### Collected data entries

────

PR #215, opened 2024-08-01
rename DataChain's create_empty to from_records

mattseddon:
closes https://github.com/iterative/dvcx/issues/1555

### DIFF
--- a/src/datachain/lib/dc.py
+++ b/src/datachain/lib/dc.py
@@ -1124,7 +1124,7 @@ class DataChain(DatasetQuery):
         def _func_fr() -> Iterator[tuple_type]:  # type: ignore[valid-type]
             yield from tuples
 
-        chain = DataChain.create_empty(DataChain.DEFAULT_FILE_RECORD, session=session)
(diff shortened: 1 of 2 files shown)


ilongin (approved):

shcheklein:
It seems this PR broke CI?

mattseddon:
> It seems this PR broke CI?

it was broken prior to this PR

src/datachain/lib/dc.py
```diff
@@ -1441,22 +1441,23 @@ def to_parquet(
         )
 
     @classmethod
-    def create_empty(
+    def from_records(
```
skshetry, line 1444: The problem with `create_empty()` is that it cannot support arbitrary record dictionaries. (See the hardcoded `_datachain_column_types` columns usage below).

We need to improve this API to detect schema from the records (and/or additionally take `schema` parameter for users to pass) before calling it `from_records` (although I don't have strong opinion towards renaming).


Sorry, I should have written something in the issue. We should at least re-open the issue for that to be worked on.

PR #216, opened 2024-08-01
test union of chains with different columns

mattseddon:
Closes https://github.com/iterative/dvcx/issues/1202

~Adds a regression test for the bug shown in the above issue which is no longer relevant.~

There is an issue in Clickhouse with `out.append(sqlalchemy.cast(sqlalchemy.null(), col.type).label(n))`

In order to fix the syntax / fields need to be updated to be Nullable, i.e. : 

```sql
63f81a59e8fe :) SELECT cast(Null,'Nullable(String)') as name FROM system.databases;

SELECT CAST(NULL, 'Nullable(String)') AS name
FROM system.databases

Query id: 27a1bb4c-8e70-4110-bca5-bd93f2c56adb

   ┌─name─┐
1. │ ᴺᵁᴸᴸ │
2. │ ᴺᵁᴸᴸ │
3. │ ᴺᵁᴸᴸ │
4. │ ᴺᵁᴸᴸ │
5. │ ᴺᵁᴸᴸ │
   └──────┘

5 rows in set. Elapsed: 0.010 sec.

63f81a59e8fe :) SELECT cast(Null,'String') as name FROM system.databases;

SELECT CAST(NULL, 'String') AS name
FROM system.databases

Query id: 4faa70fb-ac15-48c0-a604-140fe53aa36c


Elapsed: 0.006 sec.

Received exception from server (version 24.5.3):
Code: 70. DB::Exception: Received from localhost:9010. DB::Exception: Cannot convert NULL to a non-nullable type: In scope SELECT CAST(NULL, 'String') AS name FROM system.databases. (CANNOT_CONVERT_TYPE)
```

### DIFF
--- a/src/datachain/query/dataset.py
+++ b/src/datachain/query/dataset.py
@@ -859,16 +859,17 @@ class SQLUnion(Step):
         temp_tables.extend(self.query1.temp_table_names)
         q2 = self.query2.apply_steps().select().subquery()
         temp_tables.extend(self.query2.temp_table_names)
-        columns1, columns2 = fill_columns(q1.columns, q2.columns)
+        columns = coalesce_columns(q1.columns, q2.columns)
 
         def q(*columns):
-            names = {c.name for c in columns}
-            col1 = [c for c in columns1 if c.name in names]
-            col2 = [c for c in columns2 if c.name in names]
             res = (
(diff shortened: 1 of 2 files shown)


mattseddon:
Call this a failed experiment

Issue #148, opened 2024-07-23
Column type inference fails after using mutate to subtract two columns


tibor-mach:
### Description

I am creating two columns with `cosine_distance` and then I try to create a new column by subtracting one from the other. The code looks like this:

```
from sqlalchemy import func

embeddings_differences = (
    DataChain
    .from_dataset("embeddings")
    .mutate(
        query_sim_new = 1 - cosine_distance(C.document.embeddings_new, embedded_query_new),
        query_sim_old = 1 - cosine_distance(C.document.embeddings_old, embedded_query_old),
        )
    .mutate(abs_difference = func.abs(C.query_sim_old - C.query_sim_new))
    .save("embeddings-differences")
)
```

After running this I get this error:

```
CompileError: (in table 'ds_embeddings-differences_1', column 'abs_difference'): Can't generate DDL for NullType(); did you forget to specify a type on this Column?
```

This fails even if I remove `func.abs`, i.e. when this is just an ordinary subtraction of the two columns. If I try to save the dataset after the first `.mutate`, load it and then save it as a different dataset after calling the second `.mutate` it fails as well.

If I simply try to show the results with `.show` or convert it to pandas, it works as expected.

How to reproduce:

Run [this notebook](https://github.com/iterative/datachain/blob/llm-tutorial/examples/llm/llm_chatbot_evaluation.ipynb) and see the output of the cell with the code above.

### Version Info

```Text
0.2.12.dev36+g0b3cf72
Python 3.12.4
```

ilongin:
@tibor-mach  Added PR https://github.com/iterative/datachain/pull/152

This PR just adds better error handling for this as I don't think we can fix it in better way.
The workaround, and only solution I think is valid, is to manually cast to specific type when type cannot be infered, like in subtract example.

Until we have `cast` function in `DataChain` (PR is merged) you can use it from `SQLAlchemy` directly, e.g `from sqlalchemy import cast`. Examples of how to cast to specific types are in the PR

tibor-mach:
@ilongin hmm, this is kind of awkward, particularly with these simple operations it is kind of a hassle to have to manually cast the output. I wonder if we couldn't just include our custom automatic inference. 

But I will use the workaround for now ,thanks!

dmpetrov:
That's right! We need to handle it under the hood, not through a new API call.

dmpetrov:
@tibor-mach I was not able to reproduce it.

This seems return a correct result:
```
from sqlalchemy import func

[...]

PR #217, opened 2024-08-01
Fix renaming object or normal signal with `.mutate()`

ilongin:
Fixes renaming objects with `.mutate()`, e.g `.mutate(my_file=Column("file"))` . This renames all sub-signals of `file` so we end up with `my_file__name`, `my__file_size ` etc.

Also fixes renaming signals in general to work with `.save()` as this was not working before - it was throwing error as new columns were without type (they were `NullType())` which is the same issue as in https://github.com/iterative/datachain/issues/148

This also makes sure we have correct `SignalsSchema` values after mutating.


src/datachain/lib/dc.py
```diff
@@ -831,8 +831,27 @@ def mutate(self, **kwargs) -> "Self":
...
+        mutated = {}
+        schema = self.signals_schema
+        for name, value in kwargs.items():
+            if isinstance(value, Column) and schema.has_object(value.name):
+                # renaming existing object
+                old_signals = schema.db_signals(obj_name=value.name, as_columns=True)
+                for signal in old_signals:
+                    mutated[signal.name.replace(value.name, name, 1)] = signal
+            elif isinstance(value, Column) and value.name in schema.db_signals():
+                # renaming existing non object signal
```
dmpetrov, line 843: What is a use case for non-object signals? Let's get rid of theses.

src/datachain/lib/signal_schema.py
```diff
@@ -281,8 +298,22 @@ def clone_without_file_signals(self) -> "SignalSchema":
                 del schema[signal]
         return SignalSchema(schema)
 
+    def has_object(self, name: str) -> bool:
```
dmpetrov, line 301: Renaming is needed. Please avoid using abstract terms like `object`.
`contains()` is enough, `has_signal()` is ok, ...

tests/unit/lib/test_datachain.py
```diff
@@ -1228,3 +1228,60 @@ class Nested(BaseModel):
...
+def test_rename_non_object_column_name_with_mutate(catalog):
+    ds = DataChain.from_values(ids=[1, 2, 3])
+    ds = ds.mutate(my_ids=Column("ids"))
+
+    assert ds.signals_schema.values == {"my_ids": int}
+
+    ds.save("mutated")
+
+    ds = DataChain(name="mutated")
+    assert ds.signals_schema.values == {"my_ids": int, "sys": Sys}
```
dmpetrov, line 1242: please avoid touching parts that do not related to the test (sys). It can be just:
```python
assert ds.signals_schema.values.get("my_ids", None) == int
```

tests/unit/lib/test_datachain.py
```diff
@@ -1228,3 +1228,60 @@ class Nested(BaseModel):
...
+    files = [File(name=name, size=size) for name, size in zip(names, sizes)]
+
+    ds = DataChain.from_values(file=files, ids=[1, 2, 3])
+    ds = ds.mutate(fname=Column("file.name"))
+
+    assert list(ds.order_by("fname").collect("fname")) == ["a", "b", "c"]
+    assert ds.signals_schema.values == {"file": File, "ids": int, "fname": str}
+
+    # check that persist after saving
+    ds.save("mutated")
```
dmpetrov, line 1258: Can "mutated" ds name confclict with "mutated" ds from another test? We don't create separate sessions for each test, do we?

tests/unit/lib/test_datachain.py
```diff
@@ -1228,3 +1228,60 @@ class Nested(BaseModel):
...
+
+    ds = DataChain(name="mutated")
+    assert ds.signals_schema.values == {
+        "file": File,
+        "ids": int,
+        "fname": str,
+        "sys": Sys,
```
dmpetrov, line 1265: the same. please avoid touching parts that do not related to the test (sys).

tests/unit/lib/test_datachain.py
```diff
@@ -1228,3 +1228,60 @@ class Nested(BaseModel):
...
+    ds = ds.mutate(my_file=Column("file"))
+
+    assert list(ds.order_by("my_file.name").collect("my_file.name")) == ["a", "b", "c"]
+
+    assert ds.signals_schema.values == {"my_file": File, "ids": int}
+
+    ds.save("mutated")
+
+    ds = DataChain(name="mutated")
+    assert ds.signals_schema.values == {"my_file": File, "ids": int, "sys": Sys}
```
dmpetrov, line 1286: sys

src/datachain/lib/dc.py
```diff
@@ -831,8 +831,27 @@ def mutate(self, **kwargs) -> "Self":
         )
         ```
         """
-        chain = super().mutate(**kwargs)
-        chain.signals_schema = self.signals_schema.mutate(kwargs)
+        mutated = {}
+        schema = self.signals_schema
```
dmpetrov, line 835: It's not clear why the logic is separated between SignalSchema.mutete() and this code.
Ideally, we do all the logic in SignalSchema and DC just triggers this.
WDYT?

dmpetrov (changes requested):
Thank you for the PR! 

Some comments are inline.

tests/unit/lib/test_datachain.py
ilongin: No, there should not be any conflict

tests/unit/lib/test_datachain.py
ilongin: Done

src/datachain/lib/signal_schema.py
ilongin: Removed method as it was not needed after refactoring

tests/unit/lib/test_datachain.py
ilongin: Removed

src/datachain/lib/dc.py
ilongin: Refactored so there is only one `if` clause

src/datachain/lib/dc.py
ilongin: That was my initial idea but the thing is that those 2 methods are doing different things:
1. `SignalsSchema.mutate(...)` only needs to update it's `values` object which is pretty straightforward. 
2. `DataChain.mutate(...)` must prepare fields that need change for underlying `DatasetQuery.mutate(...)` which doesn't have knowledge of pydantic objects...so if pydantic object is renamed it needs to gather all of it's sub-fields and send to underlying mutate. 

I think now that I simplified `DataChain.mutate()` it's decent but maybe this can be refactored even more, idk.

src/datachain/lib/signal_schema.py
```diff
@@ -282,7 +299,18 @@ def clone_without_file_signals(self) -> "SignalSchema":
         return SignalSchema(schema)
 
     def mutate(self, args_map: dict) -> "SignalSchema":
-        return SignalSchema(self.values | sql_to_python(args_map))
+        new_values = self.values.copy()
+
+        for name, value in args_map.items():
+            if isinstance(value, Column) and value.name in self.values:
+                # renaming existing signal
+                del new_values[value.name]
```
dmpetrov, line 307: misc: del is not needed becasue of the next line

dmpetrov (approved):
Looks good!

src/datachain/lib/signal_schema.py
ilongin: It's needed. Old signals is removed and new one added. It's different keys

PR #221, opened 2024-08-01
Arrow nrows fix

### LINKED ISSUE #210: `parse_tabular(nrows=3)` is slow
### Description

────

### Instructions for the task
Search the data above for the string "tibor" and report each line that holds it.

### Result for this exercise
tibor-mach:
@tibor-mach  Added PR https://github.com/iterative/datachain/pull/152
tibor-mach:
@tibor-mach I was not able to reproduce it.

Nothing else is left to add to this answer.